Glenda Gnome Starr said:


> 172.3


After living in Ireland I knew the Wee people could do this! Thank you for fessing up in public.


----------



## Glenda Gnome Starr

TranquilMindGun said:


> 46. Come to the Gen X side, we have brownies, with youth serum.


Yummy!
That's the best offer I've gotten yet!
(my age=327-1/2)


----------



## Glenda Gnome Starr

Rascal01 said:


> After living in Ireland I knew the Wee people could do this! Thank you for fessing up in public.


Um. I lied.
I was born in 1691.
Age: 327-1/2


----------



## Rascal01

Glenda Gnome Starr said:


> Um.
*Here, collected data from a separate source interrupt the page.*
PR #4, opened 2023-06-19
make schema and query planning more general

jpdus:
Don't really know whether it makes sense to merge because it alters the example quite a lot (and still doesn't work really well with 3.5), feel free to edit or just ignore/close.

However I found this generalizes on you example well and works for queries beyond simple questions and is more reliable and uses less tokens than your example.

Imho it makes more sense to let the model only figure out direct dependencies and then parse the dependency graph programatically?

### DIFF
--- a/question_answer_subquery.py
+++ b/question_answer_subquery.py
@@ -8,45 +8,29 @@ from openai_function_call import OpenAISchema
 from tenacity import retry, stop_after_attempt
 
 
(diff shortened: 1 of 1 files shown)


jxnl:
if you rewrite this one as "task_planning.py" and as a seperate script and it'd make sense to merge and consider building this out to do something like what autogpt is.

PR #7, opened 2023-06-20
Task planning with central order

jpdus:
(apparently I am too dumb for Git, new try... ;) )

Hey Jason I see you were busy as well. I tried a slightly different approach:

- I think for practical/maintenance reasons it might be better to have a central execution engine and figuring out execution order centrally using topological sort.
- I also implemented a PoC for an async version
- I am still not sure whether the simple structure is better but probably it's easier to avoid cluttering the function signatures this way?
- Anyway as expierence is still limited it might not hurt to try different approaches and see what scales better.

(but please don't feel obligued to merge my experiments in your project, you just encouraged me in https://github.com/jxnl/openai_function_call/pull/4#issuecomment-1598282134 and I really like your code and PoCs...; thisis just an early experiment feel free to edit or close, would be interested in you opinion)

I think it´s easily possible to build something like AutoGPT (but more reliable and steerable) out of it....


jxnl:
oh i like the toposort! much better than my method,

might be best to just keep the aexecute (more practical and less cluttered example)
I'd also love to see a different / more creative example to differentiate it

and you could rename to "task_planner_topological_sort.py"
Maybe instead of thinking about querys think about tasks to get closer to autogpt.

task_planning.py
```diff
@@ -0,0 +1,180 @@
...
+    query: str = Field(
+        ...,
+        description="Contains the query in text form. If there are multiple queries, this query can only be answered when all dependant subqueries have been answered.",
+    )
+    subqueries: List[int] = Field(
+        default_factory=list,
+        description="List of the IDs of subqueries that need to be answered before we can answer the main question. Use a subquery when anything may be unknown and we need to ask multiple questions to get the answer. Dependencies must only be other queries.",
+    )
+
+    def execute(self, subquery_answers: List[QueryAnswer] | None) -> QueryAnswer:
```
jxnl, line 34: done need. keep it async

task_planning.py
```diff
@@ -0,0 +1,180 @@
+# Proof of Concept for a task planning and execution system using
+# OpenAIs Functions and topological sort, based on the idea in 
+# question_answer_subquery.py. 
+# This version is simplified and centralizes the execution logic
+# in contrast tu the recursive approach in question_answer_subquery.py
```
jxnl, line 5: feel free to add "added by" line :)

task_planning.py
```diff
@@ -0,0 +1,180 @@
...
+from typing import List, Generator
+from openai_function_call import OpenAISchema
+
+
+class QueryAnswer(OpenAISchema):
+    query_id: int
+    answer: str
+
+
+class Query(OpenAISchema):
```
jxnl, line 19: would be cool to rewrite this as a Task and SubTask planner

task_planning.py
```diff
@@ -0,0 +1,180 @@
...
+    for query_id in execution_order:
+        subquery_answers[query_id] = query_dict[query_id].execute(
+            subquery_answers=[
+                subquery_answers[i] for i in query_dict[query_id].subqueries
+            ]
+        )
+    return subquery_answers
+
+
+async def aexecute_queries_in_order(query_plan: QueryPlan) -> dict[int, QueryAnswer]:
```
jxnl, line 132: what are your thoughts on implementing this as a method in queryplan?

jxnl (commented):
actually i take it back would be cool to have this update the main example i have. 

the use of the toposort and answers dict is much better than my implementation

jpdus:
> oh i like the toposort! much better than my method,
> 
> might be best to just keep the aexecute (more practical and less cluttered example) I'd also love to see a different / more creative example to differentiate it
> 
> and you could rename to "task_planner_topological_sort.py" Maybe instead of thinking about querys think about tasks to get closer to autogpt.

Yep, that was my next idea, appreciate the input. 
I like how Jerry implemented this in [Llama Index](https://github.com/jerryjliu/llama_index/blob/main/llama_index/tools/query_plan.py) following your example but while being more elegant, this might still not be very flexible; e.g. we still need to experiment whether it makes sense to include the tool/function call (vs e.g. just a tool ID/suggestion?) at the planning step or in a separate step afterwards?
Depending on the tool, the requirements regarding necessary context and complex function call signatures can change quite a lot and for token efficiency it might be better to just use a very slim setup in the models and planning step and do some central computation/augmentation afterwards without LLM calls?

Reg. example: I thought about some coding related example (e.g. build some python program that requires documentation/code lookup, shared context); what are your thoughts about external  libraries or example data (can be text files) for the repo - I guess this should remain a very barebone collection of examples? Or can include some example file with (optional) deps just for this file?

task_planning.py
jpdus: I changed the naming throughout to Tasks instead of queries

task_planning.py
jpdus: sure, makes way more sense, was just to tired to see that...

jpdus:
Many thanks for the suggestions, tried to adress your points.
If you really want to add this to your main example it's probably better if you do it b/c you are way more experienced and have a clear idea for the code structure.  (Additionally: There are also cases where the "pure" recursive approach has advantages; I think if subtasks for different parent tasks that start in parallel have different runtimes, we will wait unnecessarily with my current implementation?).

I am still working on a better "real world example" and applications; i added a new and slightly more complex example that works fine, but the planner already outputs the task_ids in the correct order ...

jxnl:
i think the goal is more examples than full examples. i'll leave that to the framework companies.

task_planner_topological_sort.py
```diff
@@ -0,0 +1,193 @@
...
+import asyncio
+from pydantic import Field
+from typing import List, Generator
+from openai_function_call import OpenAISchema
+import random
+
+
+class TaskAnswer(OpenAISchema):
+    task_id: int
+    answer: str
```
jxnl, line 18:
```suggestion
    result: str
```

task_planner_topological_sort.py
```diff
@@ -0,0 +1,193 @@
...
+
+class Task(OpenAISchema):
+    """
+    Class representing a single task in a task plan.
+    """
+
+    id: int = Field(..., description="Unique id of the task")
+    task: str = Field(
+        ...,
+        description="Contains the task in text form. If there are multiple tasks, this task can only be answered when all dependant subtasks have been answered.",
```
jxnl, line 29:
```suggestion
        description="Contains the task in text form. If there are multiple tasks, this task can only be executed when all dependant subtasks have been answered.",
```

jxnl (approved):

jxnl:
looks good i think im happy to merge this!

jxnl (approved):

jxnl:
Merge whenever. Unless you have some other nits.

PR #12, opened 2023-06-21
Reorganize examples into directories

### LINKED ISSUE #11: Help: Reorganize module strucutre
would be nice to have a structure where theres a directory per example so we can have a readme.md for each example and a list of evals to run.

DaveOkpare:
Fixes #11 

Added `examples` directory which contains all examples as subdirectories.


jxnl:
are imports still working as is?

DaveOkpare:
> are imports still working as is?

Yes, the imports are working as-is.

jxnl:
Ok let's wait for the task planner PR to merge first and land this after wards

Could be nice to get toposort in the query planner example.

PR #19, opened 2023-06-22
Added example directory and fixed broken imports

DaveOkpare:
I added this block of code to all the examples. I couldn't come up with a fancier solution.

```python3
root_dir = dirname(dirname(dirname(abspath(__file__))))
sys.path.append(root_dir)

from openai_function_call import OpenAISchema
```

Also, there were some unused imports from `query_planner_execution.py` which I removed to make it cleaner


DaveOkpare:
Also, there were some unused imports from `query_planner_execution.py` which I removed to make it cleaner

Issue #10, opened 2023-06-21
Help: Add links to the advanced usage


jxnl:
adding the links from files to the readme would be helpful, also adding more code snippets.

Zeno1408:
@jxnl   which links?

jxnl:
In the main read me. Linking to files in examples.

ivanleomk:
Is this still open? If not happy to take a stab at it.

PR #25, opened 2023-06-26
Experimental Prompting DSL

jxnl:
Title: Advanced OpenAI API Interaction Abstraction

---

This pull request introduces new classes and methods to improve and simplify interactions with the OpenAI API. 

Key changes include:

1. New message classes for more flexible chat interactions.
2. `ChatCompletion` class to seamlessly build entire chat interactions.
3. `MultiTask` helper function to handle tasks involving multiple subtasks.

The changes provide robustness, flexibility, and a cleaner way to interact with the OpenAI API.

Screen Shot 2023-06-26 at 5 25 06 PM


experimental/promptbuilder/prompt_builder.py
```diff
@@ -0,0 +1,297 @@
...
+from openai_function_call import OpenAISchema
+
+
+class MessageRole(Enum):
+    USER = auto()
+    SYSTEM = auto()
+    ASSISTANT = auto()
+
+
+@dataclass
```
jpdus, line 16: is there a reason for using dataclasses here instead of subclassing BaseModel? (Not asking a a review, just for learning)

I would assume b/c of post_init, but is that really necessary if the `Message` class itself is only used as base class?

jpdus:
This looks very cool, like it a lot! 

3 minor comments: 
* I was really confused by the "or" notation until looking at the source; there might be a solution/notation that feels more natural?
* This would imho need some explanation/documentation of possible Prompt components right from the start (can by in comments)
* it might make sense to disentangle prompt components and function/output components for more clarity? It is cool that mixing up is possible but imho, this adds to the confusion - in the examples the output function and prompt components are not really related and i naturally asked myself why `MultiTask(subtask_class=Search)` came after ExpertSystem and before CoT....

jxnl:
> This looks very cool, like it a lot! 
> 
> 
> 
> 3 minor comments: 
> 
> * I was really confused by the "or" notation until looking at the source; there might be a solution/notation that feels more natural?
> 
> * This would imho benefit from some explanation/documentation of possible Prompt components right from the start (can be in comments)
> 
> * it might make sense to disentangle prompt components and function/output components for more clarity? It is cool that mixing up is possible but imho, this adds to the confusion - in the examples the output function and prompt components are not really related and i naturally asked myself why `MultiTask(subtask_class=Search)` came after ExpertSystem and before CoT....



1) data class just gets me post init as you said. Only way my tests pass was to add it to every class. In pydantic 2 there's a better way 

2) funny enought chaining like this is more natural to me. It's less cluttered than a.pipe(b).pipe(c) 

3) order does not matter rn. It's almost commutative composition. (Message history is trickier) 

But systems and cot could come last and it wouldn't matter.

fpingham:
Hey, this looks really awesome! One question I have though is what is the best way of combining several features in the same message since with the current abstractions each new object is a new message. Say we want to include tips into our system message, we could create a `SystemTips` class and build our system message like this:

```
SystemPersonality(name='helpful general assistant'')
SystemGuidelines(guidelines=['You never swear', 'You are polite and say please and thank you often', 'You only answer from the provided data']
SystemTask(task='Segment emails into search queries')
SystemTips(tips=[
                "When unsure about the correct segmentation, try to think about the task as a whole",
                "If acronyms are used expand them to their full form",
                "Use multiple phrases to describe the same thing",
            ]
```

And we would have `ChatCompletion` concatenate each of the object's contents in order to build a final system message. In this way the user can add unlimited abstractions that buildup to a single message and easily choose the order of how these components are combined to build the final message.

I have not thought of what's the best way to implement this but was wondering if it sounds useful before exploring further.

jxnl:
Would you want to try to PR or that?

Basically a light compiler that says: if there are multiple system  messages. Merge them into one rather than picking one or throwing and error?

Disiok:
Finally got around to look at this properly.

I see this approach as the opposite of Scott's guidance DSL: this being **code orchestrating prompt** components, guidance being **prompt orchestrating code** components. 

Some notes: 
* offering common prompt components as reusable functions is very nice
* Love the high-level declarative syntax, but not sure if developers are okay with being this abstracted away the final prompt. * It feels like the user still needs to understand how the primitives in this DSL maps to the underlying system message/function call to use this effectively. So unclear how leaky the abstraction is.
* The DSL makes a strong assumption that primitives in the DSL fall neatly into individual message, but not sure if assumptions hold well. I can see using a more powerful "compiler" to get around this, but not sure what that compiler should look like.

jxnl:
> 

could always do

`ChatComplete() | UserMessage("Long ass prompt") | Multi(task=TaskClass)`

you can also review the prompt by doing 

`completion.kwargs`

--

At a higher level im pretty tired of managing some blank tempkate strings being passed around, templated into templates. where as here, the template is first class

template, completiong arguments, tool use are all on the same level.

rather than having template arguments so 'far away' from templates and their strings.

jxnl:
> 

could always do

`ChatComplete() | UserMessage("Long ass prompt") | Multi(task=TaskClass)`

you can also review the prompt by doing 

`completion.kwargs`

--

At a higher level im pretty tired of managing some blank tempkate strings being passed around, templated into templates. where as here, the template is first class

template, completiong arguments, tool use are all on the same level.

rather than having template arguments so 'far away' from templates and their strings.

jxnl:
> 

could always do

`ChatComplete() | UserMessage("Long ass prompt") | Multi(task=TaskClass)`

you can also review the prompt by doing 

`completion.kwargs`

--

At a higher level im pretty tired of managing some blank tempkate strings being passed around, templated into templates. where as here, the template is first class

template, completiong arguments, tool use are all on the same level.

rather than having template arguments so 'far away' from templates and their strings.

roblox34:
Duplicate of #10

experimental/promptbuilder/prompt_builder.py
inayet: @jxnl Hi Jason, first, thank you for sharing your experience and wisdom, second, thank you again. 

Comment only from a novice, newbie, beginner's perspective - For examples for "functions" provide dynamic examples that iterates/finds the right function out of possibly hundreds of functions to send to ChatGPT, otherwise stuffing all those functions will reach content limit. I tried samantic search using pinecone but was a miss and a hit

PR #33, opened 2023-07-03
fixed completions endpoint and readme details for dsl example

fpingham:


jxnl (approved):
This is what I get for running out of openai credits and not being able to tests. 

Do you mind adding a test as well? Otherwise happy to merge.

PR #42, opened 2023-07-07
added better guidelines and trying a less repetitive instantiation me…

fpingham:


fpingham:
This is another way we can go about instatiating the different System classes: extra 'define' method but we can retain Pydantic compatibility.

No problem if you want to roll-back, just showing it as an option.

jxnl:
decided to make it simple and make functions to return  Messages

PR #61, opened 2023-07-13
Add refactoring example to gpt-engineer

cristobalcl:
Now there are two scripts in `gpt-engineer` folder.

`generate.py` creates a new program that is saved in JSON file.
`refactor.py` takes the previously generated JSON file and creates a diff file.


jxnl:
looks great @cristobalcl do you want to add markdown docs in the /docs page? i can take a stab some time otherwise

cristobalcl:
Sure! Let me add something to the “Creating Multiple Files Program” example, is that OK?

jxnl:
makes sense! anything else i can also patch later

jxnl (approved):

PR #82, opened 2023-08-20
Example: Integration of SQLAlchemy for Storing Chat Messages and Completions with Support for Any SQL Backend

jxnl:
# Introduction
This PR introduces the integration of SQLAlchemy to handle the persistence of chat messages and completions in any SQL backend. By leveraging SQLAlchemy, the chat interactions can be stored in a database system of choice, providing a flexible and robust way to manage and query the data. For testing purposes, an SQLite database will be used.

## Changes

1. **Database Models**: Defined SQLAlchemy models for `Message` and `ChatCompletion` to represent the chat messages and completions.
2. **Database Connection**: Added functionality to create a database engine compatible with any SQL backend, with the ability to define the connection string. SQLite is used as the default for testing.
3. **Insertion Functions**: Implemented functions to insert chat completions, messages, and responses into the database.
4. **Patching OpenAI Functions**: Added wrappers to patch OpenAI functions for synchronous and asynchronous chat completions, ensuring that the data is inserted into the database when these functions are called.
5. **Utility Functions**: Implemented helper functions to create `Message` objects from the chat data.
6. **Async Support**: Integrated asyncio to support asynchronous operations, allowing for non-blocking database inserts.

## TODO

- Refactor the `functions` and `function_call` fields in the `ChatCompletion` class to use foreign keys instead of storing them as strings.

## How to Test
To test the changes, you can run the script with the SQLite database engine, which will create the database file `chat.db` and the necessary tables. You can also modify the connection string to test with other SQL backends.

## Dependencies
- SQLAlchemy


rudolfolah:
This is very useful for production systems!

[In chaincrafter I have a branch that logs much of the same data from the OpenAI response](https://github.com/rudolfolah/chaincrafter/blob/logging-sqlite/python/chaincrafter/loggers.py#L23-L37) as your code (chat completion, messages).

It also logs the model parameters. Not sure how useful that would be for the use cases that `instructor` is designed for.

PR #101, opened 2023-09-10
Minor comment change

Phodaie:


Phodaie:
Just a minor change in commented print output

PR #110, opened 2023-09-22
Chain of density in examples 

jxnl:


examples/chain-of-density/run.py
```diff
@@ -0,0 +1,228 @@
...
+    )
+
+
+# This multitask helper will be used to generate a chain of summaries.
+# Allows us to extract data via streaming to see resuls faster
+ChainOfDenseSummaries = instructor.MultiTask(
+    Summary,
+    name="chain-of-dense-summaries",
+    description="""
+        Repeat the following 2 steps 5 times.
```
andrewnc, line 43: How good are models at following this sort of "counting instruction?"

examples/chain-of-density/run.py
```diff
@@ -0,0 +1,228 @@
...
+    }
+
+    # Generate a chain of summaries, however we can also stream the results
+    # to see the results faster
+    for summary in summarize_article(example["text"]):
+        pprint(summary.model_dump())
+
+    """
```
andrewnc, line 90: Seems good!

examples/chain-of-density/run.py
jxnl: By adding that index it does ok lol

I lied.
> I was born in 1691.
> Age: 327-1/2


I can’t say I can see it all now.

But I can say this is beginning to come together.


----------



## 74893H

I'm 24. But mentally I'm 2 and my body feels 90.


----------



## Ttalkkugjil

55


----------



## Judson Joist

39. If you really wanna bake yer noodle, subtract your current age from your birth year.

1980 - 39 = *1941*


----------



## Xool Xecutioner

Nearly two decades old


----------



## Hizzie

Not sure. I felt like 12 when I was plugging in electricity to the motorhome, but after 15mins I felt like 8000 years old when I realised one of the dogs would most likely chew the ... and then ...


----------